PR #1490, opened 2019-02-27
Make Date element serialization more defensive

ryanhofdotgov:
Similar to #1487. 

It seems to be possible to serialize form data in such a way where `month` property is not set on a date in the JSON serialization, but I have not been able to replicate this using the UI. 

The previous "lazy" version of the code relied on `month` being set to empty string if `not applicable` was indicated for the granted/investigation dates. This PR makes the code more defensive and makes less assumptions.

It also makes a fix to an adjacent investigation element – a clearance level of `None` was not correctly serialized.


ryanhofdotgov:
@macrael Yeah, now that I realize just how many of these variants I'm going to have to do, I'm going to revisit the function names used in that previous address-related PR.

PR #1504, opened 2019-03-05
Update U.S. visa to U.S. Visa (red foil number) on citizenship status…

### LINKED ISSUE #1503: U.S Visa should be U.S. Visa (red foil number) in the Citizenship status section
## Where are you in the form?

**Section:**
Citizenship > Citizenship status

#### [What you are asked to do]
Repeat exactly the lines from the line containing "## Where are you in the form?" through the end of the listing above; both boundary lines are part of the output.

#### [Written solution]
## Where are you in the form?

**Section:**
Citizenship > Citizenship status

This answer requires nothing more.